TASK TO CARRY OUT:
Exactly as written, copy the lines of the data below from the first through the one containing "[objPath, aResp](const boost::system::error_code".

[Saved data entries]
== Segment start ==

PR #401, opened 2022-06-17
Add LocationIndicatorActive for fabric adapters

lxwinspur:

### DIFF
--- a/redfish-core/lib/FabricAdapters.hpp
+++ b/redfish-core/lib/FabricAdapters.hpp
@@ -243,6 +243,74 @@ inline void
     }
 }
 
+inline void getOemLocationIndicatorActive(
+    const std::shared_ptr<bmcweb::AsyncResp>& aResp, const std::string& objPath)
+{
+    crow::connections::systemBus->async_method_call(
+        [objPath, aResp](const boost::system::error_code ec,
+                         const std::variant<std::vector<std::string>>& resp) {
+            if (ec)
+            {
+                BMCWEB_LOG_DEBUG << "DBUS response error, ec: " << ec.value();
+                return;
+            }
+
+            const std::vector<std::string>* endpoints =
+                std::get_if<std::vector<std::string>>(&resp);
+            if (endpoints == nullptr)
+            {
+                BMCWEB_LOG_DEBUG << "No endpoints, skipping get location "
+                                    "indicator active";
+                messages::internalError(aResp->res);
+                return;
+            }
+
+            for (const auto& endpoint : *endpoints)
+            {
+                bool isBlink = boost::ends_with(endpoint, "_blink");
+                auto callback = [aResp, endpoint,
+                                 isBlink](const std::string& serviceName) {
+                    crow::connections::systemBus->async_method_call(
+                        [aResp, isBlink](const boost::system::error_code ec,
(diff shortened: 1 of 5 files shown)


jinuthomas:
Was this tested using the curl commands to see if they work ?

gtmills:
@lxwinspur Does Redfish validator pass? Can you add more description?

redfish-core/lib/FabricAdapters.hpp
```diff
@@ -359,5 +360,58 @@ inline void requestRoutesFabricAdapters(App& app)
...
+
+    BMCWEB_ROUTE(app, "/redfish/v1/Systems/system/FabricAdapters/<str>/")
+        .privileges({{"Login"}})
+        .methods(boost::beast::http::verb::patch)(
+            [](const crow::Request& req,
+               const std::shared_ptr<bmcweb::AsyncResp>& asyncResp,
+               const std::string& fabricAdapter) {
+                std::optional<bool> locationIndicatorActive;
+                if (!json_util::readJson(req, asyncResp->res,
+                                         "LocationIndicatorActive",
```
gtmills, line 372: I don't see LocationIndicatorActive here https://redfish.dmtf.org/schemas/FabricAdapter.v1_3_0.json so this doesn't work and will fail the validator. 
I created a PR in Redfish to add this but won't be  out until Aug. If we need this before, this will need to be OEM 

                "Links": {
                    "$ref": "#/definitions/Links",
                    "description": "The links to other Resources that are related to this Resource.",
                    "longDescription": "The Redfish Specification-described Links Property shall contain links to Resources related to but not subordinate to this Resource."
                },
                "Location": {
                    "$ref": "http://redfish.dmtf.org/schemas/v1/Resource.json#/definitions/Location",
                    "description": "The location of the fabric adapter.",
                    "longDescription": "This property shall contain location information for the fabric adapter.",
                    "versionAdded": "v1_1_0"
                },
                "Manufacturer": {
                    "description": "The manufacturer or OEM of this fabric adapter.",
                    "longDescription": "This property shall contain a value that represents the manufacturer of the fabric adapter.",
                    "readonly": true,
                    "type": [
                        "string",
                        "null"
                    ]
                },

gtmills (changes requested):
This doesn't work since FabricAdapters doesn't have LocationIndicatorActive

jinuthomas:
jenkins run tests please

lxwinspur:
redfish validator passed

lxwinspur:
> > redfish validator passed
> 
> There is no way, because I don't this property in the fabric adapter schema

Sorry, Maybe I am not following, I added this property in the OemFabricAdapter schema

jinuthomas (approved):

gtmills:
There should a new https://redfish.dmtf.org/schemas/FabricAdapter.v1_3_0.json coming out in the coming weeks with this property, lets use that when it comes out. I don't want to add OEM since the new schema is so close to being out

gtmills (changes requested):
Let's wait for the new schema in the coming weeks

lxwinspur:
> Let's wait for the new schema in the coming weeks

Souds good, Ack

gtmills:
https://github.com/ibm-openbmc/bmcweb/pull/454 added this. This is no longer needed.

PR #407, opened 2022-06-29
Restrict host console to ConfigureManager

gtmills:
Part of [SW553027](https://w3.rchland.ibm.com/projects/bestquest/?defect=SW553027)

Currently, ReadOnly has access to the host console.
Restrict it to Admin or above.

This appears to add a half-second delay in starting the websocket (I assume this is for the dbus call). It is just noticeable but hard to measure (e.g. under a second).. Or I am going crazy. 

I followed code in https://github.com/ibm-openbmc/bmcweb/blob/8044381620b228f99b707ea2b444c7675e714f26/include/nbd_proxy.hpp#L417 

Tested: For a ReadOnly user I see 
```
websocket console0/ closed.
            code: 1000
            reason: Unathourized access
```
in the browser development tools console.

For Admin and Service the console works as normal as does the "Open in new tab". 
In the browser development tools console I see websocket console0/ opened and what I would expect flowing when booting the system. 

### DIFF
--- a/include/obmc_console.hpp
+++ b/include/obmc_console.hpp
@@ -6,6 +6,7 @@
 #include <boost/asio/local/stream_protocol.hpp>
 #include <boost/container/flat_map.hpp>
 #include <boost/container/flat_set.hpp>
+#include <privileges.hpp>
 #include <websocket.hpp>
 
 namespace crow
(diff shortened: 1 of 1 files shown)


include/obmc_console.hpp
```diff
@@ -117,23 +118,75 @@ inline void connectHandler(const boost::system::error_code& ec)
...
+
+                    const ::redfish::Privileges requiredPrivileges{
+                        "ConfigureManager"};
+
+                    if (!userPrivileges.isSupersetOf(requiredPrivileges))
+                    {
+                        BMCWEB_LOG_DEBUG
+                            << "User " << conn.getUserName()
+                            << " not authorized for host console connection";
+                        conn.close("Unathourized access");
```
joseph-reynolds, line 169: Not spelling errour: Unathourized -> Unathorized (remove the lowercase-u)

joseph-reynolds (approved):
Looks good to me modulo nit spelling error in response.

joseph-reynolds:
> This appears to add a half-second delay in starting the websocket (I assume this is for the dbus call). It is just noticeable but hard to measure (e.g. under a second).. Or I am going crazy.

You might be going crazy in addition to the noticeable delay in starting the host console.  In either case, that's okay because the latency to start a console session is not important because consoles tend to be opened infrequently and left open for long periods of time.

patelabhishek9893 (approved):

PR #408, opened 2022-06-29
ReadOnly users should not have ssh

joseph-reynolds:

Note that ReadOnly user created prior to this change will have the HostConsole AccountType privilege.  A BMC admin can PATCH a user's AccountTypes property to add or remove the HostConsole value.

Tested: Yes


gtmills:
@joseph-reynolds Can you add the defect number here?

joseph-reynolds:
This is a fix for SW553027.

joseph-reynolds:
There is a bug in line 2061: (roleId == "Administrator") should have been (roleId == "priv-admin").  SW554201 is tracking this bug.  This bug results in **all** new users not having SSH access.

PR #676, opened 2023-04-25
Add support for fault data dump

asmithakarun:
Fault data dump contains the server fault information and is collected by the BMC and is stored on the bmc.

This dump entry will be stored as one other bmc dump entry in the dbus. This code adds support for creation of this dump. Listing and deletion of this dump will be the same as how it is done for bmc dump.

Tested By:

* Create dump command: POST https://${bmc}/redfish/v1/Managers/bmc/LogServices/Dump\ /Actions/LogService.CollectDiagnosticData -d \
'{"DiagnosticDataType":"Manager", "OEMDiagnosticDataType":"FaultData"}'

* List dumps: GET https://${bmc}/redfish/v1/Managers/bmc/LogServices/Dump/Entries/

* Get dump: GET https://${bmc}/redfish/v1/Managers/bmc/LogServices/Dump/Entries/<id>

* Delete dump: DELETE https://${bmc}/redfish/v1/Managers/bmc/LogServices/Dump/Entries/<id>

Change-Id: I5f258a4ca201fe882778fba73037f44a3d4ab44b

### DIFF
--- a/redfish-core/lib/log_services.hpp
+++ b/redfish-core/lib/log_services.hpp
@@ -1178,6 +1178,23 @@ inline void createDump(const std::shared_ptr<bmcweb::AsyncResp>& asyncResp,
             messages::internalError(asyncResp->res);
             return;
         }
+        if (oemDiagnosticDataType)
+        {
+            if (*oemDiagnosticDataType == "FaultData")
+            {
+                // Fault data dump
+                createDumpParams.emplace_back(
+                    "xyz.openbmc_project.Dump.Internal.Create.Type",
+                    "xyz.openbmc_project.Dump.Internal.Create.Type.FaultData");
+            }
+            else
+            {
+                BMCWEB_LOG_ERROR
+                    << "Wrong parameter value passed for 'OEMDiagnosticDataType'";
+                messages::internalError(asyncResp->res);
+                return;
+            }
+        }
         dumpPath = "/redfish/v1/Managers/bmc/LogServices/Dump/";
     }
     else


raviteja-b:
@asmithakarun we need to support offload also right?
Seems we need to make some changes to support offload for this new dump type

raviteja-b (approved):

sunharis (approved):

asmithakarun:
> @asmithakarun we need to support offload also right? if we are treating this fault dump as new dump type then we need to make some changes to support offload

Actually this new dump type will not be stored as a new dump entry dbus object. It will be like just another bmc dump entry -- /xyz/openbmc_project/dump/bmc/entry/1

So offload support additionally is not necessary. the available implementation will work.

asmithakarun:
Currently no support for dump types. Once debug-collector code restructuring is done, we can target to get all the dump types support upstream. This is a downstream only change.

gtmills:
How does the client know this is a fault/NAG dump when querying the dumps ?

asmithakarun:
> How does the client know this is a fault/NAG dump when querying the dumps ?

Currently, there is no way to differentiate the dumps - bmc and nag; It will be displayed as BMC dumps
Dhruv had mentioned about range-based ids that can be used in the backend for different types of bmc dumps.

== Segment end ==

WRITTEN ANSWER:
PR #401, opened 2022-06-17
Add LocationIndicatorActive for fabric adapters

lxwinspur:

### DIFF
--- a/redfish-core/lib/FabricAdapters.hpp
+++ b/redfish-core/lib/FabricAdapters.hpp
@@ -243,6 +243,74 @@ inline void
     }
 }
 
+inline void getOemLocationIndicatorActive(
+    const std::shared_ptr<bmcweb::AsyncResp>& aResp, const std::string& objPath)
+{
+    crow::connections::systemBus->async_method_call(
+        [objPath, aResp](const boost::system::error_code ec,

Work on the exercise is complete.